== Records for the exercise ==
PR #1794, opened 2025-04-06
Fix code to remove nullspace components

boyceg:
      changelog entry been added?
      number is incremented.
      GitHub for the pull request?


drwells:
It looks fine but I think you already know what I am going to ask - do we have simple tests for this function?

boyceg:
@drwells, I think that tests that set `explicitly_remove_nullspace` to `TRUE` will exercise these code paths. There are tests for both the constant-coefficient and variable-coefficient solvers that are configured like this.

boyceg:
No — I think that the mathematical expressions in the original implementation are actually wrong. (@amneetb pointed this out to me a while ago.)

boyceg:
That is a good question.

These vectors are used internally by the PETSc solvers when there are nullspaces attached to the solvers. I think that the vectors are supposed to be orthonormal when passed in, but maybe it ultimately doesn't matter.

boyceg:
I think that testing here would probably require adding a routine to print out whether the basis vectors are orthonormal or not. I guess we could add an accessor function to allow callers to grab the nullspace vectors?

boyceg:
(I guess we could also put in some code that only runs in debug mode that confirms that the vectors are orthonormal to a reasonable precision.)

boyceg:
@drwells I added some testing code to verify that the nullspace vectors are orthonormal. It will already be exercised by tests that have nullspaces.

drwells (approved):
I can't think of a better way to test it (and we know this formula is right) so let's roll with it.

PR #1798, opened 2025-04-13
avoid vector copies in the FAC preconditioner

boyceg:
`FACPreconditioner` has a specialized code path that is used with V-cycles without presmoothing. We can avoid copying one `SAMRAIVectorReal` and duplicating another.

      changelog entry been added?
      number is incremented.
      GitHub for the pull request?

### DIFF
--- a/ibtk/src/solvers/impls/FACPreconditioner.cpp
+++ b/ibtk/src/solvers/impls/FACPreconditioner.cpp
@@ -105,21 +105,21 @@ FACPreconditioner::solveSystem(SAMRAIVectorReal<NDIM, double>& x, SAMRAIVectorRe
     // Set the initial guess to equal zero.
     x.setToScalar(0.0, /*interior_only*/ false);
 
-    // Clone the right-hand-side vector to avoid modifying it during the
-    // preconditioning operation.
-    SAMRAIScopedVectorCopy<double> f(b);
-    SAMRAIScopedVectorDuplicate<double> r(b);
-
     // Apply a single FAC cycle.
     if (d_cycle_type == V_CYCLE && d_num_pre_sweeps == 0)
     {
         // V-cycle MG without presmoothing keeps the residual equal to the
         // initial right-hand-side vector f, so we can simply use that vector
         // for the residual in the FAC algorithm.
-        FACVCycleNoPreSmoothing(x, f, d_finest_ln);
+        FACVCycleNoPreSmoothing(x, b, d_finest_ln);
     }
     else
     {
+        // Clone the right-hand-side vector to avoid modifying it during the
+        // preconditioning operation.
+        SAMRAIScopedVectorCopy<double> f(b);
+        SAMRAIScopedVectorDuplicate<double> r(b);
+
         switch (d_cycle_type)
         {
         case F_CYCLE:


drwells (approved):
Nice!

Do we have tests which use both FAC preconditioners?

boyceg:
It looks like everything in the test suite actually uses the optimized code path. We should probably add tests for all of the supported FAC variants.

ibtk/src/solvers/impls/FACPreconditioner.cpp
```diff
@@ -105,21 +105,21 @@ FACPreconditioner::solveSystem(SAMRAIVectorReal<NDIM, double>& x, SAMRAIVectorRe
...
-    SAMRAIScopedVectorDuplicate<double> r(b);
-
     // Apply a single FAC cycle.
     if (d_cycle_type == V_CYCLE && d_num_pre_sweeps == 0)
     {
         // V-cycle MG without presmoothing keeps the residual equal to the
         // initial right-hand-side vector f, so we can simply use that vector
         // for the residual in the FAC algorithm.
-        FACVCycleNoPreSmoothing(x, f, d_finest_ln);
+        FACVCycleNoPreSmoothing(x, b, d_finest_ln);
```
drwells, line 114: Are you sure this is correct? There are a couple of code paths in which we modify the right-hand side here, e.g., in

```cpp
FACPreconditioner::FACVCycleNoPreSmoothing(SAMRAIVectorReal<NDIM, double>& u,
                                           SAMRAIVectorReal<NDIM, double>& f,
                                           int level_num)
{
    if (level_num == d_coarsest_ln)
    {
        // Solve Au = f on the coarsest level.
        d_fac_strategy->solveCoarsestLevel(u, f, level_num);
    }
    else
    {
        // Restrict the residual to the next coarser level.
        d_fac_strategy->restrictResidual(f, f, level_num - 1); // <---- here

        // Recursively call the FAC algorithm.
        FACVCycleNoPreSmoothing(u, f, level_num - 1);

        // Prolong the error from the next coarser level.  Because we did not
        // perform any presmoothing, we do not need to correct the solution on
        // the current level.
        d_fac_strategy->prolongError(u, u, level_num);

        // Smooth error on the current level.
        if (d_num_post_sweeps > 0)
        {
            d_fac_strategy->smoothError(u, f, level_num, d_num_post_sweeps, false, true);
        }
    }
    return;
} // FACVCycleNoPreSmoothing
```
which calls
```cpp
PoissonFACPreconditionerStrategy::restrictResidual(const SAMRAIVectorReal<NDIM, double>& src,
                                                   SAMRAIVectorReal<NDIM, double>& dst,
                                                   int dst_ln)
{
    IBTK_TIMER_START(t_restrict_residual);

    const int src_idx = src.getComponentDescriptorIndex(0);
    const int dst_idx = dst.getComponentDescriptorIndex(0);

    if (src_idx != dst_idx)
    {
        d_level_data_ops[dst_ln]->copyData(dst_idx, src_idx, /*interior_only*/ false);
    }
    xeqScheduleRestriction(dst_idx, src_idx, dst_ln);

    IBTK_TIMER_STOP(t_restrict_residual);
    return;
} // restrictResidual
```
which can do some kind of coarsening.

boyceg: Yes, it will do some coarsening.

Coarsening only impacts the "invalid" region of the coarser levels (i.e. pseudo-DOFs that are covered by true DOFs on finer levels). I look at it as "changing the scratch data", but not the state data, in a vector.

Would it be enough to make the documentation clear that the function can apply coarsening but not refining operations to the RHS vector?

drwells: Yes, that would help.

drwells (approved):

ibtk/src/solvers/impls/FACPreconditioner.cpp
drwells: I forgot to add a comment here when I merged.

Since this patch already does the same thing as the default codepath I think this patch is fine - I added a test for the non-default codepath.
===
About this task - Begin at the line that has "No — I think" in the entries above; stop after the line that has "That is a good question.". Transcribe exactly those lines and no others.

Final answer -
No — I think that the mathematical expressions in the original implementation are actually wrong. (@amneetb pointed this out to me a while ago.)

boyceg:
That is a good question.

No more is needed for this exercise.